This project is a self-hostable application to randomly destroy virtual machines in a BOSH-managed environment, as an aid to resilience testing of high-availability systems. Its main features are:
- Triggers on a user-defined schedule, selecting 0 or more VMs to destroy at random during each run.
- Manual triggering of unscheduled destroys.
- Per-deployment and per-job probabilities for destruction of member VMs.
- Optional blacklisting of deployments and jobs to protect their members from destruction.
- Runs against different types of IaaS (e.g. AWS, vSphere) using a small infrastructure API.
- Optionally records activities to DataDog.
Although Chaos Lemur recognizes deployments and jobs, it is not possible to select an entire deployment or job for destruction. Entire deployments and jobs will be destroyed over time by chance, given sufficient runs.
The application is written in Java 8 and packaged as a self executable JAR file. This enables it to run anywhere that Java is available. Building the application (required for deployment) requires Maven.

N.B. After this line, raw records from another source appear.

PR #5525, opened 2018-10-05
Remove currents repository and branch from recent lists

pmiossec:
Changes proposed in this pull request:
- Remove current repository from recent lists
- Remove current branch from list of branches

because that make no sense to select it (and it clutter the GUI as it is the first in the list)
 
Screenshots before and after (if PR changes UI):
- The current repository is no more in the list (on top)
image

- The current branch is no more in the list (on top)
image

Has been tested on (remove any that don't apply):
- GIT 2.17
- Windows 10

Issue #4952, opened 2018-05-15
Fluent UI "Ribbon" interface 


gerhardol:
**Do you want to request a *feature* or report a *bug*?**
feature

**What is the current behavior?**
GitExtensions uses an old style WinForms interface

**If the current behavior is a bug, please provide the steps to reproduce and if possible a minimal demo of the problem.**

**What is the expected behavior?**
A refreshed interface based on Fluent UI aka Ribbon

GE 2.x supported Mono and had many design limitations. GE in master (to be released as 3.0) breaks that compatibilitity and has many changes under the hood as well as some new elements (left panel, redesigned dashboard for instance). However, it would be nice if at least Browse got a new shiny look.

There are a number of discussions about the interfaces already, they to large extent discuss Mono support or not, not so much what should be done.

If you are interested, comment to this issue or open a new.
(I am not an UI designer myself and will not take a lead.)

**Environment you encounter the issue:**

- GitExtensions version: master
- OS version: >= Win7

**Did this work in previous version of GitExtensions (which)?**
no

vbjay:
I've liked the devexpress ribon you. Could give them a try.

drewnoakes:
I'm not familiar with any ribbon controls. Personally I'm not a huge fan of ribbons, though I'll admit I haven't used them very much. Something about how items move around seems constantly surprising to me.

There's a WPF option: https://github.com/fluentribbon/Fluent.Ribbon/wiki/Screenshots

While we don't currently do so, it's possible (and in my experience easy and stable) to host WPF controls in WinForms and vice-versa. Something to consider.

Quppa:
It's a shame that there seems to be no wrapper around the [native control](https://msdn.microsoft.com/en-us/library/windows/desktop/dd316910(v=vs.85).aspx), since that would be my first preference.

I don't have any strong opinions about which third-party control to pick.

[...]

PR #8572, opened 2020-10-24
Break the toolstrip

RussKie:
Relates to #5525

## Proposed changes

- Break the main toolbar into two - general operations and filters. This is arbitrary, filters were the easiest to break out. The main point of the PR was to attempt the split and see how well it works. This then maybe used as a foundation for further refactoring of the toolstrip area, such as moving user scripts to own toolstrip, view-related, repo-related... Possibilities are endless.
- Save/restore positions of the toolbars

### Before

image

### After

image

image

image

----

### DIFF
--- a/GitUI/CommandsDialogs/BrowseDialog/FormBrowseMenus.cs
+++ b/GitUI/CommandsDialogs/BrowseDialog/FormBrowseMenus.cs
@@ -44,6 +44,8 @@ namespace GitUI.CommandsDialogs
 
             CreateMenuItems();
             Translate();
+
+            _toolStripContextMenu.Opening += (s, e) => RefreshToolbarsMenuItemCheckedState(_toolStripContextMenu.Items);
         }
 
         public void Dispose()
@@ -89,7 +91,7 @@ namespace GitUI.CommandsDialogs
 
             foreach (ToolStrip toolStrip in toolStrips)
             {
-                Debug.Assert(!string.IsNullOrEmpty(toolStrip.Text), "Toolstrip must specify its name via Text property");
+                Debug.Assert(!string.IsNullOrEmpty(toolStrip.Text), "Toolstrip must specify its name via Text property.");
 
                 _toolStripContextMenu.Items.Add(CreateItem(toolStrip));
                 _toolbarsMenuItem.DropDownItems.Add(CreateItem(toolStrip));
@@ -100,9 +102,10 @@ namespace GitUI.CommandsDialogs
                 var toolStripItem = new ToolStripMenuItem(senderToolStrip.Text)
                 {
                     Checked = senderToolStrip.Visible,
-                    CheckOnClick = true
+                    CheckOnClick = true,
+                    Tag = senderToolStrip
                 };
-                toolStripItem.CheckedChanged += (s, e) =>
+                toolStripItem.Click += (s, e) =>
                 {
                     senderToolStrip.Visible = !senderToolStrip.Visible;
                 };
@@ -223,6 +226,7 @@ namespace GitUI.CommandsDialogs
                     Name = "toolbarsMenuItem",
                     Text = "Toolbars",
                 };
+                _toolbarsMenuItem.DropDownOpening += (s, e) => RefreshToolbarsMenuItemCheckedState(_toolbarsMenuItem.DropDownItems);
             }
         }
 
@@ -298,6 +302,15 @@ namespace GitUI.CommandsDialogs
             else
             {
                 throw new ApplicationException("this case is not allowed");
+            }
+        }
+
+        private void RefreshToolbarsMenuItemCheckedState(ToolStripItemCollection toolStripItems)
+        {
+            foreach (ToolStripMenuItem item in toolStripItems)
+            {
+                Debug.Assert(item.Tag is ToolStrip, "Toolbars context menu items must reference Toolstrips via Tag property.");
+                item.Checked = ((ToolStrip)item.Tag).Visible;
             }
         }
     }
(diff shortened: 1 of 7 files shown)


NikolayXHD (approved):

gerhardol:
> Relates to #5525

Is this the correct reference?

I like the change, but I rather like to remove/add specific buttons:
https://github.com/gitextensions/gitextensions/issues/4952#issuecomment-715327377 (or some other issue)

I hardly use the filters, but most buttons in the (new) main toolstrip (except toggle panel and hardly branches (but submodule "up").
However, the filters do not occupy any used space for me, they are just hidden in windowed mode.

The code looks good and works as expected, but I believe that was not what you asked for.

Will continue discussion in #4952

ivangrek:
👍 
How can I hide / show the panel?

ivangrek (approved):

RussKie:
> > Relates to #5525
> 
> Is this the correct reference?

Yes, there was a discussion pertaining to breaking the main toolbar into different ones (e.g. https://github.com/gitextensions/gitextensions/pull/5525#issuecomment-711440403).

> I like the change, but I rather like to remove/add specific buttons:
> [#4952 (comment)](https://github.com/gitextensions/gitextensions/issues/4952#issuecomment-715327377) (or some other issue)

This one is a good one too, 👍 

> The code looks good and works as expected, but I believe that was not what you asked for.

This is the first step to allow users customise the toolbar - either via a coarser solution of showing/hiding toolbars, or via a fine-grainer one of showing/hiding individual buttons.
This is something has been on my mind, for at least 3 years now judging by commits in https://github.com/RussKie/gitextensions/tree/rework_toolbars

gerhardol:
> This is the first step to allow users customise the toolbar - either via a coarser solution of showing/hiding toolbars, or via a fine-grainer one of showing/hiding individual buttons.

I am not opposing the change in any way. It also requires a way to hide/show the toolbars to be really useful, as well as splitting up the toolbars further. 
However, if someone puts time on this, I rather see that the effort is on the individual buttons rather than the toolbars.

ivangrek:
I see several strategies here.
One panel and customizable buttons.
Multiple panels and the ability to disable a panel.
Both options.

ivangrek:
Plugins could also register their buttons.

RussKie:
Since it bothered me, and you asked for it - there you go:
image
image

NB: `FormFileHistory` is unaffected, though it uses the same `FormBrowseMenus` API.

RussKie:
Btw, the toolbars settings are stored in a local user config located somewhere like this: `C:\Users\<user>\AppData\Local\Git_Extensions\GitExtensions.exe_Url_<some crazy string>\33.33.33.0\user.config`

drewnoakes:
If you arrange the toolbars on the same row, and the leftmost one reduces its width, does the right one stay still or move to the left?

Or in other words, if you don't want to give up any vertical screen height and you want both toolbars, will this make the experience different/worse?

RussKie:
Thank you @ivangrek, can you please explain the nature of your changes? What did I miss?

Also your changes introduce a number of perf regressions - LINQ is significantly more expensive and requires more allocations ([for example](https://sharplab.io/#v2:C4LglgNgNAJiDUAfAAgJgIwFgBQyAMABMugHQAyYAdgI4DcOOyAzEagQMIEDeOBfRLZABYCAWQAUASm69+cgPYAjAFYBTAMbAA2gF0CYYKoC2AZwIBeApVUB3AkrWatAVh31scubM8EAZvIAnVQBDdQALAnEAN2CA+31KfUNTaR4PH09iEgARMGCAc0p5E2AwdRMc1UUAV3ySAEETE1UA4HF5AgBCS0pqiAhJWgzPb2GOeUoTeQhVEgB1AINVdsHRuQBfUc30vmYiEVFUKRkdzwcNbT0l0wsrW3sVC5c3NbG+V74YuIgqalvripzMItZZgCwAPn0XR6fQGJAAyqoZppxGDzJCwJISAAVeT1AIBYIATyk7g26yAA=)).

RussKie:
> If you arrange the toolbars on the same row, and the leftmost one reduces its width, does the right one stay still or move to the left?

This would be the default behaviour of Windows Forms. If toolbars are sequentially positioned (i.e. no gaps) they remain together when the left one contracts or expands - this is easy to verify by switching repositories (the repositories toolbar dropdown changes width).

. . .

I'm currently unhappy with the visual tearing when the toolbars are refreshed, something is missing somewhere...

RussKie:
What I see as immediate low hanging fruits from here 
- breaking user scripts into own toolbar, and 
- adding the following items to the 'Filters' toobar:
    * Show all / current branch only / filtered - either as 3 different buttons or a dropdown list (requires POC to see what works best for UI/UX)
    * Show reflogs
    * ❔ Highlight the current branch - whilst not filtering, I find myself using it often, going to the menu feels distracting.

ivangrek:
> Also your changes introduce a number of perf regressions - LINQ is significantly more expensive and requires more allocations (for example).

needs to choice

ivangrek:
> If you arrange the toolbars on the same row, and the leftmost one reduces its width, does the right one stay still or move to the left?

Would be nice to "float left"

ivangrek:
image

RussKie:
> image

This is how a user positioned the toolbars, the runtime obeys the user's choice.
We could maybe add "Reset" option to reset back to the default, but this is outside the scope of this change.

ivangrek:
Just VS UX.
We could create new issue when ok.

pmiossec:
@RussKie 

> Save/restore positions of the toolbars

I see in the description of the PR that the positions of the toolbars are saved and restored. Should it be the case or is it in fact not yet implemented?

Because I always end up with this configuration (that I hate):
image

Only hidding of toolbar is saved for me.
Tested with custom version, version build from HEAD and the portable version from AppVeyor.

Tell me and I will open an issue if that's already implemented...

PR #8564, opened 2020-10-21
Implement custom avatar providers and refactor avatar handling.

wischi-chr:
## Proposed changes
- Implement a template based custom avatar provider (as proposed in #4226)
- Refactor current avatar handling according to single responsibility principle
- PR might close #4226 _(or at least large parts of it)_

### Before
image

### After
image
image

## Test methodology
- Implemented changes in a (unit) testable manner
- Tried to keep it as simple and maintainable as possible
- Tried to keep a lot of the existing (already field tested) code-base
- Wrote unit tests for relevant cases to ensure functionality and prevent later regressions
- Used LiveUnitTesting, OpenCover and Stryker.NET to check for missing test cases and implemented them if applicable
- Manually tested a lot of different provider combinations

## Test environment(s) 

- GIT 2.29.0.windows.1
- Windows 10

# Update 0 - Original proposal in detail

### Translations
First things first, let's start with the changes I'm least confident about - Translations - and should probably be double-checked if I got it right.

I read the wiki article about it, but I'm not sure if I implemented the UI parts correctly to be translatable, namely the `DescriptionAttribute` in `GitCommands.AvatarProvider` for the new `Custom` Option and UI changes in `AppearanceSettingsPage.cs`.

Is there something else I have to do? Add the keys to some resource file or something?

### UI Updates
For some reason the Visual Studio Forms Designer kept messing up everything inside the Designer.cs files (reordered controls in code, changed coordinates, etc.) - Because I didn't wanna mess up everything and to keep the differences clean for this PR , I wrote the UI changes manually by adding the controls in code.

Is that how you do this as well? Or is there some kind of trick to prevent the Designer from rewriting everything the moment the form/control is opened?

### User preferences
There are two new avatar providers `GitHub` and `Custom` (more on that later) and a new AppSetting `CustomAvatarTemplate` used to persist (as the name suggests) the template for custom avatar providers (more about that, including syntax, later).

#### Split IAvatarProvider into two interfaces
Currently all `IAvatarProvider` have to know something about caching and implement the caching stuff even though most providers shouldn't know anything about caching - and the current code also reflects that. Invoking `CacheCleared` in `AvatarDownloader.cs` without doing anything (because there is no cache) and passing through calls to inner providers etc.

The new interfaces are `IAvatarProvider` - which knows nothing about caching at all, and `ICachedAvatarProvider` which is basically the old version of `IAvatarProvider`.

#### Refactor AvatarDownloader.cs
[...]

PR #8574, opened 2020-10-24
Cleanup the plugin interface

ivangrek:
Dependent on:

#8564
#8278
#8628

## Proposed changes

- Cleanup the plugin interface
- Split into multiple simple interfaces
- Eliminate dependence on translation infrastructure

## Test methodology 

- Manual

## Test environment(s) 

- Git Extensions 3.4.3.9999
- Git 2.28.0.windows.1
- .NET Framework 4.8.4250.0
- DPI 96dpi (no scaling)

----


ivangrek:
Currently only one plugin has changed

ivangrek:
The purpose is not entirely clear for Register and Unregister.
It is similar to loading / unloading events.
I would like to rename these methods.

gerhardol (commented):
No deep opinion about plugin interfaces. I do not see anything that I have an opinion about, compatibility seem to be maintained with some quirks not fun but OK to handle. If the improvement is big enough to motivate a change is another question.

ivangrek:
@gerhardol, thanks for comment.

The ultimate goal is to have a simple interface. Infrastructure agnostic.

`Big Things Start Small.`

Plugins/GitUIPluginInterfaces/IGitPlugin.cs
```diff
@@ -28,4 +28,34 @@ public interface IGitPlugin
         /// </summary>
         bool Execute(GitUIEventArgs args);
     }
-}
\ No newline at end of file
+
+    public interface IGitPluginV2
```
mstv, line 32: How many plugins are maintained independently of the GE repo? Could we drop supporting the initial interface?
I guess most of them are still there. (I'll celebrate the day they will be removed from the standard build.)

Plugins/GitUIPluginInterfaces/IGitPlugin.cs
```diff
@@ -28,4 +28,34 @@ public interface IGitPlugin
...
+
+    public interface IGitPluginRegistrable
+    {
+        void Register(IGitUICommands gitUiCommands, IGitPluginSettingsContainer settingsContainer);
+    }
+
+    public interface IGitPluginUnregistrable
+    {
+        void Unregister();
+    }
```
mstv, line 55: This pair of functions should be in one interface, shouldn't it?

> The purpose is not entirely clear for Register and Unregister.
It is similar to loading / unloading events.
I would like to rename these methods.

The interfaces should have a documentation as a basic principle.
These functions are called by the Plugin**Registry**. Though "Load / Unload" might be more clear anyway.

GitUI/CommandsDialogs/SettingsDialog/Plugins/PluginSettingsPage.cs
```diff
@@ -48,24 +65,39 @@ protected override ISettingsSource GetCurrentSettings()
...
+            if (_gitPlugin == null && _gitPluginV2 == null)
             {
                 throw new ApplicationException();
             }
 
-            return _gitPlugin.HasSettings ? _gitPlugin.GetSettings() : Array.Empty<ISetting>();
+            if (_gitPlugin != null)
+            {
+                return _gitPlugin.HasSettings ? _gitPlugin.GetSettings() : Array.Empty<ISetting>();
+            }
```
mstv, line 83:
```suggestion
            if (_gitPlugin?.HasSettings == true)
            {
                return _gitPlugin.GetSettings();
            }
```

pmiossec:
What I want to see in the plugin interface if that should be redesigned is the version of gitextensions it is built against. The best would be that this information is filled automatically at build time.

That way, we will be able to check if the plugin is built for the current version and if needed disable it if there are problems or by default , propose to enable it or best, propose to see if there is an update that better suit the current version... 

But I should admit that won't solve the case where the plugin doesn't load and you won't be able to check this version number...

Plugins/GitUIPluginInterfaces/IGitPlugin.cs
ivangrek: > This pair of functions should be in one interface, shouldn't it?

Not all plugins use both of them.

ivangrek:
Could anyone comment on why null is installed here?

GitPluginBase.cs

```
public virtual void Unregister(IGitUICommands gitUiCommands)
{
    SettingsContainer.SetSettingsSource(null);
}
```

GitPluginSettingsContainer.cs

```
public void SetSettingsSource(ISettingsSource settingsSource)
{
    _settingsSource = settingsSource;
}

private ISettingsSource ExternalSettings => _settingsSource ?? AppSettings.SettingsContainer;

public override T GetValue<T>(string name, T defaultValue, Func<string, T> decode)
{
    return ExternalSettings.GetValue(_pluginName + name, defaultValue, decode);
}
```

Should the plugin still work with the AppSettings.Settings container after unregistering?

RussKie:
> * Cleanup the plugin interface
> * Split into multiple simple interfaces

Thank you, but could you please provide more reasoning behind this, and what we're achieving. E.g. why do we need more interfaces? And how does it impact plugin development?



> * Eliminate dependence on translation infrastructure

This is probably a good thing, though we're yet to explore and understand what it means to localise a plugin, and how it would integrate into the app.

ivangrek:
Thanks for the comments.

> E.g. why do we need more interfaces?

More interfaces will provide the ability to use only what the plugin needs. 

> And how does it impact plugin development?

This will also make it easy to extend the API in the future by adding a new interface. This is in general terms.

> This is probably a good thing, though we're yet to explore and understand what it means to localise a plugin, and how it would integrate into the app.

I agree. At first glance, after the plugins are moved, the translation should be done by the plugin itself.

These are pilot changes for the opportunity to start a discussion. I plan to provide more changes in this direction.

RussKie:
Right now I am not convinced there is a pressing need for more interfaces.
We've lived with the current model for the past 7+ years, and I don't
believe we have felt any constraints so far.
I would think that moving the common extensibility points into the
extensibility project is more important at this stage.

ivangrek:
image


It remains to resolve:

ResourceManager
---
    GitPluginBase
    GitExtensionsFormBase
    TranslationString

GitExtUtils
---
    ClipboardUtil
    GitArgumentBuilder
    ThreadHelper
    DpiUtil

Dependencies
---

ResourceManager to remove.

image

It is not yet clear what to do with the base form. Translation is also used here.

image

Next
---

Change GitPluginBase to IGitPlugin.
Remove GitPluginBase.
Change translations to local resources like Strings.en-US.resx.
Remove TranslationString from plugins.
Move utils classes to GitExtensions.Core.Utils.
...
Remove ResourceManager from references.

ivangrek:
> It is not yet clear what to do with the base form. Translation is also used here.

I think we can use the standard form.
Thoughts?

ivangrek:
ReleaseNotesGenerator plugin ready to move.
Please review.

GitUI/CommandsDialogs/SettingsDialog/Plugins/PluginSettingsPage.cs
```diff
@@ -59,14 +60,14 @@ private IEnumerable<ISetting> GetSettings()
...
-            return _gitPlugin.HasSettings ? _gitPlugin.GetSettings() : Array.Empty<ISetting>();
+            return _gitPlugin.GetSettings() ?? Array.Empty<ISetting>();
         }
 
         public override SettingsPageReference PageReference => new SettingsPageReferenceByType(_gitPlugin.GetType());
 
         protected override ISettingsLayout CreateSettingsLayout()
         {
-            labelNoSettings.Visible = !_gitPlugin.HasSettings;
+            labelNoSettings.Visible = !_gitPlugin.GetSettings()?.Any() ?? false;
```
RussKie: Loading settings maybe an expensive exercise (e.g. https://github.com/gitextensions/gitextensions/issues/8339), this can cause an observable perf regressions. 
This is one of reasons why we added a flag - a plugin author is responsible for indicating whether a plugin has settings or not.

GitUI/Plugin/PluginRegistry.cs
```diff
@@ -73,7 +73,10 @@ public static void Register(IGitUICommands gitUiCommands)
 
             lock (Plugins)
             {
-                Plugins.ForEach(p => p.Register(gitUiCommands));
+                Plugins.ForEach(x => x.SettingsContainer.SetSettingsSource(gitUiCommands.GitModule.GetEffectiveSettings()));
+
+                Plugins.OfType<ILoadHandler>()
+                    .ForEach(x => x.OnLoad(gitUiCommands));
```
RussKie: We enumerating the collection multiple times, as well as performing casts. This is inefficient.

GitExtensions.Extensibility/GitExtensions.Extensibility.csproj
```diff
@@ -0,0 +1,13 @@
+<Project Sdk="Microsoft.NET.Sdk">
```
RussKie, line 1: We already have the https://github.com/gitextensions/gitextensions.extensibility, and should not be creating another project in the main solution. That project should contain all base interfaces and extensibility points.
The main solution as well as all Git Extensions plugins must depend on that project and install it as a NuGet dependency.

GitExtensions.Core/GitExtensions.Core.csproj
```diff
@@ -0,0 +1,5 @@
+<Project Sdk="Microsoft.NET.Sdk">
```
RussKie, line 1: Why do we need this project?
Any new projects within the solution must be added to all the installer scripts. This is an overhead which needs a good justification.

GitUI/Plugin/PluginRegistry.cs
```diff
@@ -86,9 +95,63 @@ public static void Unregister(IGitUICommands gitUiCommands)
...
             PluginsRegistered = false;
         }
+
+        #region Events
+
+        private static void OnPostCommit(object sender, GitUIPostActionEventArgs e)
+        {
+            Plugins.OfType<IPostCommitHandler>()
+                .ForEach(x => x.OnPostCommit(e));
+        }
```
RussKie, line 130: I still can't see a good reason to introduce a bunch of new interfaces. 
I can certainly see benefits in removing subscriptions from plugin implementations, and allowing them to plug into the extensions point via overrides, but we don't need to define multiple interfaces for this.

```suggestion
        private static void OnPostCommit(object sender, GitUIPostActionEventArgs e)
        {
            foreach (IPlugin plugin in Plugins)
                plugin.OnPostCommit(e);
        }
```

RussKie (commented):
We need to work more in this.

GitUI/CommandsDialogs/SettingsDialog/Plugins/PluginSettingsPage.cs
ivangrek: Last code is

`labelNoSettings.Visible = !(_gitPlugin is IGitPluginConfigurable);`

GitExtensions.Extensibility/GitExtensions.Extensibility.csproj
ivangrek: This project to migrate to https://github.com/gitextensions/gitextensions.extensibility.
Do you think this should be done right away?

GitExtensions.Core/GitExtensions.Core.csproj
ivangrek: This project is for basic interfaces and application mechanisms.
This does not apply directly to plugins.
But we can place this project in https://github.com/gitextensions/gitextensions.extensibility too.
It seems to me best not to mix this directly with the plugin interfaces.

GitUI/Plugin/PluginRegistry.cs
ivangrek: Plugins list is of type List<IGitPlugin>. Collection in memory.
I don’t think that going through the collection several times in memory at this point is critical, we can optimize it if necessary, sacrificing the readability.
Are you suggesting replacing this with "foreach" and "is"?

GitUI/Plugin/PluginRegistry.cs
ivangrek: - SOLID
- removing subscriptions from plugin and easier handling
- less opportunity to make a mistake
- no need to have an empty implementation for the method used

First version of implementation

image

And then we add some new feature

image

The first plugin works as it did.
The second implements the new function.
The main code hasn't changed.

ivangrek:
CreateLocalBranches plugin ready to move.

ivangrek:
Could we do a pre-release package for https://github.com/gitextensions/gitextensions.extensibility?
I can upload projects to this repository, but I don't know how to make a package?

mast-eu:
> Could we do a pre-release package for https://github.com/gitextensions/gitextensions.extensibility?

Yes, this can be done. Actually, I even think it is necessary to finalize this PR.

> I can upload projects to this repository, but I don't know how to make a package?

The release process is described here: https://github.com/gitextensions/gitextensions.pluginmanager/wiki/How-to:-Prepare-a-release
It is very similar for all plugin-related repos, except for the signing part (which is, at the moment, specific for the Plugin Manager).

> And also where to upload plugins?

They go to nuget.org. We have an organisation account over there. In particular, the repo https://github.com/gitextensions/gitextensions.extensibility is linked to https://www.nuget.org/packages/GitExtensions.Extensibility/

ivangrek:
@mast-eu, thanks.

> They go to nuget.org. We have an organisation account over there. In particular, the repo https://github.com/gitextensions/gitextensions.extensibility is linked to https://www.nuget.org/packages/GitExtensions.Extensibility/

I mean a plugin project like GitExtensions.ReleaseNotesGenerator

GitUI/Plugin/PluginRegistry.cs
RussKie: > * SOLID

I am a proponent of SOLID, but I don't see how it applies here. This is an extension point by which the main app interacts with plugins. SOLID is not just SR, it is other things that are completely inappropriate here. The main app isn't loading different plugins based on interfaces, it loads all plugins.
The extensibility surface includes operations "register" and "unregister", as well other events that plugins may be interested in reacting to. It is up to each plugin author to plug into which ever flow they feel necessary.

Multiple types (i.e. interfaces) have associated costs to them - both at the runtime level (types need to loaded into memory, type resolution, etc.), and more importantly at author level - instead of dealing with a single type which has few defined and documented extension points, an plugin author must _know_ to implement specific implementations. There's too much overhead both from the project to maintain, and from an author to deal with.

RussKie:
> Could we do a pre-release package for [gitextensions/gitextensions.extensibility](https://github.com/gitextensions/gitextensions.extensibility)?
> I can upload projects to this repository, but I don't know how to make a package?
> And also where to upload plugins?

Ugh... It's been many months since I looked at this.
Looking at the repo, we publish a NuGet package on the AppVeyor ([example](https://ci.appveyor.com/project/gitextensions/gitextensions-extensibility/build/artifacts)), but we don't push to the NuGet feed (yet).
I think at this stage we're uploading packages manually. @mast-eu is this correct?

For a local development you can generate a package and restore it from a [local feed](https://medium.com/@churi.vibhav/creating-and-using-a-local-nuget-package-repository-9f19475d6af8), and when you think it is all done - push changes, build, and publish the package.

GitExtensions.Core/GitExtensions.Core.csproj
RussKie: > This project is for basic interfaces and application mechanisms.

If this is app-specific, let's hold off creating new projects, and keep it in on of the existing assemblies. Once we switch to .NET we can create new projects, I expect our deployment story will change dramatically with the migration.

GitExtensions.Extensibility/GitExtensions.Extensibility.csproj
RussKie: I'd rather move it, then create noise in the history.

GitUI/Plugin/PluginRegistry.cs
RussKie: We should iterate in one go:
```
foreach (IPlugin plugin in Plugins)
{
    plugin.SettingsContainer.SetSettingsSource(gitUiCommands.GitModule.GetEffectiveSettings());

    plugin.OnLoad(gitUiCommands);

    // ...
}
```

GitUI/Plugin/PluginRegistry.cs
ivangrek: > I am a proponent of SOLID, but I don't see how it applies here.

I agree.

> SOLID is not just SR, it is other things that are completely inappropriate here.

I agree. Could you please clarify what specific things are you talking about?

> Multiple types (i.e. interfaces) have associated costs to them - both at the runtime level (types need to loaded into memory, type resolution, etc.), and more importantly at author level - instead of dealing with a single type which has few defined and documented extension points, an plugin author must know to implement specific implementations. There's too much overhead both from the project to maintain, and from an author to deal with.

I agree. Magic, but I think plugins will run faster.

ivangrek:
> we can use gitextensions/gitextensions.extensibility as a submodule

Can we do this now in a separate PR?

GitExtensions.Core/GitExtensions.Core.csproj
ivangrek: These projects are migration only and will be removed from the main repository.

ivangrek:
image

Will be ok?

mast-eu:
> I mean a plugin project like GitExtensions.ReleaseNotesGenerator

Once done, there will be a newly created repo https://github.com/gitextensions/GitExtensions.ReleaseNotesGenerator. It should contain the extracted history from the main repo (see https://github.com/gitextensions/GitExtensions.GerritPlugin/pull/1 for an example).
While working on it, in order to simplify work, you might as well create the repo in your own user space and we'll transfer it later.

> but we don't push to the NuGet feed (yet).
> I think at this stage we're uploading packages manually. @mast-eu is this correct?

Yes, that's correct.

Plugins/GitUIPluginInterfaces/IGitPlugin.cs
ivangrek: > The interfaces should have a documentation as a basic principle.

Added documentation for interfaces.

GitUI/Plugin/PluginRegistry.cs
ivangrek: Changed to use "foreach".

RussKie:
Wow, a massive changeset. 

I've looked through it and I can see three distinct themes here:
- breaking up the dependency chains,
- refactor (or better to say, a rewrite) of `IPlugin`
- break the plugins away.

In general I'm supportive of the changes overall, but as previously noted I am not convinced of the necessity to break down the `IPugin` interface. 
Also the removal of `HasSettings` property will have a negative impact on performance, and it needs to be reinstated.

Another aspect that we'll need to figure out is plugins translation (i.e. procedures, CI/CD, etc.) and loading of their translations.

@gitextensions/git-extensions-team I'd want to have a release before we accept this change, as it will likely cause various issues, and we'll need a runway to sort them out.

pmiossec:
>Also the removal of HasSettings property will have a negative impact on performance, and it needs to be reinstated.

In fact the goal of this property was to avoid the call to the method `GetSettings()` multiple times when displaying the plugin settings popup. Due to how the settings controls are created and disposed, it happened, in some cases, that some exceptions were thrown because the control was already disposed when trying to display it.

For that reason, the controls must be displayed before they were displayed and for that with the result of the first time call to `GetSettings()`. The property was created for that and from what I see, the refactoring, even without the property kept the same behavior.

So for me, from that point of view, that's ok...

ivangrek:
Also "Any" only triggers the first "yield".

image

ivangrek:
First approximation changes are ready.
Plugins ready to 🚀 to the 🌔.
😃

ivangrek:
> It should contain the extracted history from the main repo (see gitextensions/GitExtensions.GerritPlugin#1 for an example).

I tried to extract history, but I only see the latest changes.

git filter-branch --prune-empty --force --subdirectory-filter GitExtensions.Core GitExtensions_Core
or
git subtree split --prefix=GitExtensions.Core --annotate="(split from main repo) " --branch GitExtensions_Core

https://github.com/ivangrek/gitextensions.extensibility/tree/GitExtensions_Core

RussKie:
Some plugins may be doing IO bound operations as part of GetSettings call,
so this will have a negative effect.

The proposed design makes this risk significantly more material.
We had to deal with this issue in the past already.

Since the application is designed to work in a PaaS environment, all configuration is done with environment variables.
| Key | Description |
|---|---|
| `<DEPLOYMENT | JOB>_PROBABILITY` |
AWS_ACCESSKEYID |
Gives Chaos Lemur access to your AWS infrastructure to destroy VMs. |
AWS_SECRETACCESSKEY |
Used with the AWS_ACCESSKEYID to give AWS access. |
BLACKLIST |
A comma delimited list of deployments and jobs. Any member of the deployment or job will be excluded from destruction. Default is blank, i.e. all members of all deployments and jobs are eligible for destruction. |
DATADOG_APIKEY |
Allows Chaos Lemur to log destruction events to DataDog. If this value is not set Chaos Lemur will redirect the output to the logger at INFO level. |
DATADOG_APPKEY |
Used with the DATADOG_APIKEY to give DataDog access. |
DATADOG_TAGS |
A set of tags to attach to each DataDog event. |
DEFAULT_PROBABILITY |
The default probability for a VM to be destroyed, ranging from 0.0 (will never be destroyed) to 1.0 (will always be destroyed). The probability is per run, with each run independent of any other. Default is 0.2. |
DIRECTOR_HOST |
The BOSH Director host to query for destruction candidates |
DIRECTOR_PASSWORD |
Used with DIRECTOR_HOST to give BOSH Director access. |
DIRECTOR_USERNAME |
Used with DIRECTOR_HOST to give BOSH Director access. |
DRYRUN |
Causes Chaos Lemur to omit the actual destruction of VMs, but work properly in all other respects. The default is false. |
SCHEDULE |
The schedule to trigger a run of Chaos Lemur. Defined using Spring cron syntax, so 0 0/10 * * * * would run every 10 minutes. Default is 0 0 * * * * (once per hour, on the hour). |
VSPHERE_HOST |
The vSphere host to used to destroy VMs. |
VSPHERE_PASSWORD |
Used with VSPHERE_HOST to give vSphere access. |
VSPHERE_USERNAME |
Used with VSPHERE_HOST to give vSphere access. |
Chaos Lemur can use Redis to persist its status across restarts (e,g. if the PaaS environment forces a reboot). If a Redis Cloud instance called chaos-lemur-persistence exists, Chaos Lemur will use it. Chaos Lemur only requires a few bytes of storage, so the smallest Redis plan should be sufficient.
The following instructions assume that you have created an account and installed the cf command line tool.
In order to automate the deployment process as much as possible, the project contains a Cloud Foundry manifest. To deploy run the following commands:
mvn clean package
cf pushTo confirm that Chaos Lemur has started correctly run:
cf logs chaos-lemur --recentChaos Lemur is designed to run continuously, destroying VMs on a definable schedule. To help with testing and development it is possible to pause and resume destroys using its RESTful API. All data is sent and received as application/json.
| Call | Payload | Status | Description |
|---|---|---|---|
GET /state |
`{ "status": "[STOPPED | STARTED]" }` | 200 |
POST /state |
{ "status": "STOPPED" } |
202 |
Pause Chaos Lemur indefinitely |
POST /state |
{ "status": "STARTED" } |
202 |
Resume Chaos Lemur |
POST /chaos |
{ "event": "DESTROY" } |
202 |
Initiate a round of destroys. The destroys will happen even if Chaos Lemur is stopped. Returns the Location of a task for the destroy. |
GET /task |
- | 200 |
Reports the above information for all tasks. |
GET /task/{id} |
- | 200 |
Reports the status (`{ "COMPLETE |
The project is set up as a Maven project and doesn't have any special requirements beyond that. It has been created using IntelliJ and contains configuration information for that environment, but should work with other IDEs.
The project is released under version 2.0 of the Apache License.